PR #120, opened 2022-03-29
FIX regression in `workflow-bridge-lambda` on lookup by composer ID

twrichards:
FIX regression/oversight introduced in https://github.com/guardian/editorial-tools-pinboard/pull/117, by ignoring the result of `getPinboardByComposerId` if `isNotFound:true` (i.e. how we used to treat null)

This fix re-instates the correct 'No pinboard' behaviour 
image

### DIFF
--- a/client/src/globalState.tsx
+++ b/client/src/globalState.tsx
@@ -120,7 +120,10 @@ export const GlobalStateProvider: React.FC<GlobalStateProviderProps> = ({
     if (!preselectedComposerId) {
       return;
     }
-    if (preselectedPinboardQuery.data?.getPinboardByComposerId) {
+    if (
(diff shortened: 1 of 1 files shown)


andrew-nowak (approved):
I can see this works, so approving. Did you consider fixing the issue on the client side, making it check the `isNotFound` flag in the response rather than a null check?

twrichards:
> I can see this works, so approving. Did you consider fixing the issue on the client side, making it check the `isNotFound` flag in the response rather than a null check?

good though @andrew-nowak - that's a nicer solution, I've changed this PR accordingly, will test shortly

andrew-nowak (approved):

PR #121, opened 2022-03-29
use `@types/aws-lambda` for lambda input events

twrichards:
Small refactor PR.

Makes sense to use `@types/aws-lambda` for lambda input events, rather than coding our own (partial) types.


jonathonherbert (approved):
LGTM! Unsure how to test, or whether this is covered by automated tests, but code looks like a no-op.

PR #122, opened 2022-03-30
add CDK snapshot tests 

twrichards:
@akash1810 rightly pointed out we'd benefit from some snapshot tests so we can see what's actually changing in the [generated] CloudFormation (see https://github.com/guardian/editorial-tools-pinboard/pull/118#discussion_r837793499)

## What does this change?
Adds basic snapshot tests to our CDK stack. 

This will also be useful for regression testing when refactoring `stack.ts` (to reduce repetition and use [`@guardian/cdk`](https://github.com/guardian/cdk) where we can).


jonathonherbert (approved):
Can see the checked-in snapshot and the test output in the GHA workflow, LGTM!

PR #123, opened 2022-03-30
run the `users-refresher-lambda` every minute 

twrichards:
https://trello.com/c/RIfC9Vqc/550-run-pinboard-user-refresher-lambda-on-permission-change

Previously the `users-refresher-lambda` ran on a 6 hourly schedule (to keep load on google APIs low), which kept our list of users (needed for name resolution, avatars and to populate the mentions suggestions) somewhat up to date. However the recent live blog pilots highlighted the fact that we still needed to run this lambda manually after a permission change to avoid waiting up to 6 hours before users could safely use pinboard.

Initially we hoped to trigger the `users-refresher-lambda` whenever permissions actually change (see https://github.com/guardian/editorial-tools-pinboard/pull/118) however without adding lots of complex infrastructure (including making changes to [guardian/permissions](https://github.com/guardian/permissions)) this is not possible.

## What does this change?
Instead, here we increase the frequency of the `users-refresher-lambda` schedule to **every minute** and with a payload of `{isProcessPermissionChangesOnly: true}` which checks there are actually pinboard permission changes and looks-up only those against the Google APIs. Note that users who have the permission removed are marked as `isMentionable: false`

We also introduce another schedule, which daily does a full run to ensure users who've left are marked as `isMentionable: false`.

Mention suggestions are now only populated with users with `isMentionable: true`. This new approach replaces the previous TTL concept (see #46 and #50) and retains user rows indefinitely, preferring a flag which is more explicit (and also makes the impending move away from Dynamo to a relational DB easier). 

## How to test
With this deployed to CODE

- change some non-pinboard permissions in CODE and see `NO CHANGE TO PINBOARD PERMISSIONS, exiting early` in the logs
- add the pinboard permission for someone, and see `DETECTED PINBOARD PERMISSIONS ADDED FOR ` in the logs (followed by the usual log lines about upserting).
- remove the pinboard permission for someone, and see `DETECTED PINBOARD PERMISSIONS REMOVED FOR ` in the logs (followed by the usual log lines about upserting).
- if left overnight (or run manually), see `FULL RUN` in the logs (followed by the usual log lines about upserting).

No dev intervention required when CP add new users to pinboard, and they can start using pinboard safely within a minute.

This will cost a touch more, but since pinboard currently costs only a few cents per month - this is OK.

### DIFF
--- a/users-refresher-lambda/src/index.ts
+++ b/users-refresher-lambda/src/index.ts
@@ -1,8 +1,4 @@
-import {
-  admin as googleAdminAPI,
-  admin_directory_v1,
-  auth as googleAuth,
-} from "@googleapis/admin";
+import { admin as googleAdminAPI, auth as googleAuth } from "@googleapis/admin";
 import { people as googlePeopleAPI } from "@googleapis/people";
 import * as AWS from "aws-sdk";
 import { standardAwsConfig } from "../../shared/awsIntegration";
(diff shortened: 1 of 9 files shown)


users-refresher-lambda/src/index.ts
```diff
@@ -12,30 +8,101 @@ import {
...
     (acc, { userId, active }) => (active ? [...acc, userId] : acc),
-    [] as string[]
+    []
   );
 
   if (!emailsOfUsersWithPinboardPermission) {
     throw Error("Could not get list of users with 'pinboard' permission.");
   }
 
+  const isNightlyFullRun = now.getHours() === 0 && now.getMinutes() === 0;
```
andrew-nowak, line 66: Would it be worth adding a parameter to allow manually running a full run in case of errors/emergencies?

twrichards: yeah I actually was thinking about something like that. Perhaps two schedules...

1. every minute, sends some `minimal: true` flag in the payload
2. every 24 hours, no payload (i.e. same as a manual run)

twrichards: done in https://github.com/guardian/editorial-tools-pinboard/pull/123/commits/c4c5d6747d89da353bc9c3b746e0572f8fcd54cd

andrew-nowak (approved):

PR #127, opened 2022-04-07
Create grid-bridge-lambda

andrew-nowak:
Co-authored-by: @twrichards @Aracho1 

## What does this change?

Adds a lambda to bridge to grid APIs. Initital usage is to run searches for collections and labels.

## How to test

Hard to exercise by itself as there are no UI changes in this PR. Deploy to CODE with #131, with guardian/grid#3713 on Grid TEST, and preview some searches (some examples are currently in the Pinboard named "NOW RENAMED", alternatively searches can be added from the local playground in #131).

Pinboard is able to connect to Grid to fetch previews for searches.

## Accessibility

### DIFF
--- a/artifact.json
+++ b/artifact.json
@@ -18,6 +18,11 @@
       "compress": "zip"
     },
     {
+      "action": "pinboard-grid-bridge-lambda",
+      "path": "grid-bridge-lambda/dist",
+      "compress": "zip"
+    },
+    {
       "action": "pinboard-users-refresher-lambda",
       "path": "users-refresher-lambda/dist",
       "compress": "zip"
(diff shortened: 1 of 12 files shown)


jonathonherbert (approved):
Tested locally and via CODE lambda, passes on the search string and also gets hold of labels and collections. One minor comment in code.

This approach works, and the alternative is a lot of work and likely not worth worrying about at present, but it feels precarious that we must divine an interpretation of our query string via the Grid, and then make a series of assumptions about the reply, without any explicit coupling with the Grid; if Grid things change the assumptions made here may break.

Nothing to be done about this at present, but if we find other applications start relying on this sort of approach, there may be enough debt accumulated to sink some time into a common resource, colocated with the Grid, that can make the dependency explicit and provide a common place for this sort of work.

PR #132, opened 2022-04-27
Parse chips out of grid query

andrew-nowak:
## What does this change?

Adds chips to the parsed parts of the grid query in grid-bridge-lambda

## How to test

Deploy to CODE, and either send searches through the appsync console or the lambda console, run locally by setting a url in `grid-bridge-lambda/run.ts`

Can we always see the chips, have they been parsed correctly? Can you find/come up with a query that fails parsing?


jonathonherbert (approved):
Tested locally with a few different chip combinations, including chips with interesting chars – output looks good, couldn't break it!

Taking a look on regex101, it looks like the three alternatives in the non-capturing group there because people tend to surround their chip searches with different sorts of quotes?

It might be worth including a comment for the regexes generally to indicate the different things they're intended to capture.

PR #139, opened 2022-05-23
Add telemetry to pinboard

aracho1:
## What does this change?
Add telemetry to Pinboard to measure user activities. This PR makes use of the existing ed tools telemetry client ([github](https://github.com/guardian/editorial-tools-user-telemetry-service)) which sends the data to central ELK. We are building the Grafana [dashboard](https://metrics.gutools.co.uk/d/b-tyvbs7z/pinboard?orgId=1&refresh=5m&var-Stage=CODE&var-Interval=$__auto_interval_Interval) for visual representation of the collected data.

## How to test
1) Run this branch either locally or deploy on CODE. 
2) Open Composer/Grid CODE. You should see the Pinboard floaty on the lower right corner.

========

▶ [WORK TASK] Send back, unchanged, every line of the records from the one with "1) Run this" through the last.

▶ [OUTPUT BELOW]
1) Run this branch either locally or deploy on CODE. 
2) Open Composer/Grid CODE. You should see the Pinboard floaty on the lower right corner.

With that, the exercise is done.